Record set Start Marker

PR #152, opened 2021-03-14
revert setting Arrow.write debug message threshold to -1

jrevels:
Was surprised to see `DEBUG: ...` messages on `main` even though I had debug level set to `0`. Found the culprit here and assumed checking it in was unintentional; if it WAS intentional feel free to close this PR.


quinnj (approved):
Whoops! Thanks!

Record set End Marker

:: Task statement ::
Bring together all lines in the records where the word "debug" is found.

:: Answer to the exercise ::
revert setting Arrow.write debug message threshold to -1
Was surprised to see `DEBUG: ...` messages on `main` even though I had debug level set to `0`. Found the culprit here and assumed checking it in was unintentional; if it WAS intentional feel free to close this PR.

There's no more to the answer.